-- WORKING DATA follows --

PR #1913, opened 2024-05-12
Dark mode support

TheRealVizard:
# Description

This PR aims to add native support for dark mode.
It adds a button to switch between themes.
image
image

# Checklist:


debug_toolbar/static/debug_toolbar/js/toolbar.js
```diff
@@ -213,6 +213,33 @@ const djdt = {
...
+                    break;
+                case "light":
+                    djDebug.setAttribute("data-theme", "dark");
+                    localStorage.setItem("djdt.user-theme", "dark");
+                    break;
+                case "dark":
+                    djDebug.setAttribute("data-theme", "auto");
+                    localStorage.setItem("djdt.user-theme", "auto");
+                    break;
+                default:
```
matthiask, line 237:
```suggestion
                default: /* dark is the default */
```

debug_toolbar/static/debug_toolbar/css/toolbar.css
```diff
@@ -654,3 +720,17 @@
...
+    align-items: center;
+    cursor: pointer;
+}
+#djToggleThemeButton > svg {
+    margin-left: auto;
+}
+#djDebug[data-theme="light"] #djToggleThemeButton svg.theme-light,
+#djDebug[data-theme="dark"] #djToggleThemeButton svg.theme-dark,
+#djDebug[data-theme="auto"] #djToggleThemeButton svg.theme-auto {
+    display: block !important;
```
matthiask, line 735: Can you explain why the `!Important` is necessary here and above? We have tried avoiding `!important` in our CSS until now.

matthiask (commented):
Thanks for your contribution!

I think I like it. I wasn't convinced it's worth it, but the diff looks really clean and the changes are well localized. Thanks.

docs/changes.rst
```diff
@@ -32,6 +32,8 @@ Pending
 * Added check to prevent the toolbar from being installed when tests
   are running.
 * Added test to example app and command to run the example app's tests.
+* Implemented dark mode theme and button to toggle the theme,
+  introduced config var ``DEFAULT_THEME`` to set default theme to use.
```
matthiask, line 36:
```suggestion
  introduced the ``DEFAULT_THEME`` setting which sets the default theme to use.
```

The spell checker doesn't like `config var`.

debug_toolbar/static/debug_toolbar/css/toolbar.css
TheRealVizard: Nice catch, I missed these on the final cleanup, in [e8c6820](https://github.com/jazzband/django-debug-toolbar/pull/1913/commits/e8c68200b107f0a564bdaaf29ade5028f900a84a) they are removed

debug_toolbar/static/debug_toolbar/css/toolbar.css
```diff
@@ -122,9 +190,7 @@
 #djDebug button:active {
     border: 1px solid #aaa;
     border-bottom: 1px solid #888;
-    box-shadow:
-        inset 0 0 5px 2px #aaa,
-        0 1px 0 0 #eee;
+    box-shadow: inset 0 0 5px 2px #aaa, 0 1px 0 0 #eee;
```
matthiask, line 193: This doesn't look as if it has been formatted by prettier v4 (using `pre-commit`)?

matthiask (commented):
Thank you! One more thing. The Django admin panel only uses `prefers-color-scheme` in the JavaScript code to determine the initial value. This simplifies the CSS insofar as the variables for the dark mode do not have to be repeated. Do you think something like that would be a good idea here as well? See https://github.com/django/django/blob/a09082a9bec18f8e3ee8c10d473013ec67ffe93b/django/contrib/admin/static/admin/js/theme.js#L14

debug_toolbar/static/debug_toolbar/css/toolbar.css
TheRealVizard: probably was my VS formatter, odd since it's set to use prettier (maybe was not using the same rules)
image
My last commit reverted that change

TheRealVizard:
> > Thank you! One more thing. The Django admin panel only uses `prefers-color-scheme` in the JavaScript code to determine the initial value. This simplifies the CSS insofar as the variables for the dark mode do not have to be repeated. Do you think something like that would be a good idea here as well? See
> 
> Yes! This can be used to avoid duplication.
> 
> They still have it on their CSS, maybe in case JS is disabled by default... https://github.com/django/django/blob/ceaf1e2848583ba832cc74715da38c802b6b0671/django/contrib/admin/static/admin/css/dark_mode.css#L1C1-L38C26

Ill push a change to this once i get home

tim-schilling (approved):
This looks really nice! My only gripe is that we're taking up an entire row of the toolbar for the toggle button. I'm not sure there's a better option though. I'm bringing it up to see if anyone else has an opinion.

matthiask:
For the record, I agree with this, but I think that this can be addressed later, in a different pull request. Thanks!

-- WORKING DATA concluded --

_WHAT NEEDS TO BE DONE_. Please output all of the entries without changing a single character.

_EXPECTED ANSWER_.
PR #1913, opened 2024-05-12
Dark mode support

TheRealVizard:
# Description

This PR aims to add native support for dark mode.
It adds a button to switch between themes.
image
image

# Checklist:


debug_toolbar/static/debug_toolbar/js/toolbar.js
```diff
@@ -213,6 +213,33 @@ const djdt = {
...
+                    break;
+                case "light":
+                    djDebug.setAttribute("data-theme", "dark");
+                    localStorage.setItem("djdt.user-theme", "dark");
+                    break;
+                case "dark":
+                    djDebug.setAttribute("data-theme", "auto");
+                    localStorage.setItem("djdt.user-theme", "auto");
+                    break;
+                default:
```
matthiask, line 237:
```suggestion
                default: /* dark is the default */
```

debug_toolbar/static/debug_toolbar/css/toolbar.css
```diff
@@ -654,3 +720,17 @@
...
+    align-items: center;
+    cursor: pointer;
+}
+#djToggleThemeButton > svg {
+    margin-left: auto;
+}
+#djDebug[data-theme="light"] #djToggleThemeButton svg.theme-light,
+#djDebug[data-theme="dark"] #djToggleThemeButton svg.theme-dark,
+#djDebug[data-theme="auto"] #djToggleThemeButton svg.theme-auto {
+    display: block !important;
```
matthiask, line 735: Can you explain why the `!Important` is necessary here and above? We have tried avoiding `!important` in our CSS until now.

matthiask (commented):
Thanks for your contribution!

I think I like it. I wasn't convinced it's worth it, but the diff looks really clean and the changes are well localized. Thanks.

docs/changes.rst
```diff
@@ -32,6 +32,8 @@ Pending
 * Added check to prevent the toolbar from being installed when tests
   are running.
 * Added test to example app and command to run the example app's tests.
+* Implemented dark mode theme and button to toggle the theme,
+  introduced config var ``DEFAULT_THEME`` to set default theme to use.
```
matthiask, line 36:
```suggestion
  introduced the ``DEFAULT_THEME`` setting which sets the default theme to use.
```

The spell checker doesn't like `config var`.

debug_toolbar/static/debug_toolbar/css/toolbar.css
TheRealVizard: Nice catch, I missed these on the final cleanup, in [e8c6820](https://github.com/jazzband/django-debug-toolbar/pull/1913/commits/e8c68200b107f0a564bdaaf29ade5028f900a84a) they are removed

debug_toolbar/static/debug_toolbar/css/toolbar.css
```diff
@@ -122,9 +190,7 @@
 #djDebug button:active {
     border: 1px solid #aaa;
     border-bottom: 1px solid #888;
-    box-shadow:
-        inset 0 0 5px 2px #aaa,
-        0 1px 0 0 #eee;
+    box-shadow: inset 0 0 5px 2px #aaa, 0 1px 0 0 #eee;
```
matthiask, line 193: This doesn't look as if it has been formatted by prettier v4 (using `pre-commit`)?

matthiask (commented):
Thank you! One more thing. The Django admin panel only uses `prefers-color-scheme` in the JavaScript code to determine the initial value. This simplifies the CSS insofar as the variables for the dark mode do not have to be repeated. Do you think something like that would be a good idea here as well? See https://github.com/django/django/blob/a09082a9bec18f8e3ee8c10d473013ec67ffe93b/django/contrib/admin/static/admin/js/theme.js#L14

debug_toolbar/static/debug_toolbar/css/toolbar.css
TheRealVizard: probably was my VS formatter, odd since it's set to use prettier (maybe was not using the same rules)
image
My last commit reverted that change

TheRealVizard:
> > Thank you! One more thing. The Django admin panel only uses `prefers-color-scheme` in the JavaScript code to determine the initial value. This simplifies the CSS insofar as the variables for the dark mode do not have to be repeated. Do you think something like that would be a good idea here as well? See
> 
> Yes! This can be used to avoid duplication.
> 
> They still have it on their CSS, maybe in case JS is disabled by default... https://github.com/django/django/blob/ceaf1e2848583ba832cc74715da38c802b6b0671/django/contrib/admin/static/admin/css/dark_mode.css#L1C1-L38C26

Ill push a change to this once i get home

tim-schilling (approved):
This looks really nice! My only gripe is that we're taking up an entire row of the toolbar for the toggle button. I'm not sure there's a better option though. I'm bringing it up to see if anyone else has an opinion.

matthiask:
For the record, I agree with this, but I think that this can be addressed later, in a different pull request. Thanks!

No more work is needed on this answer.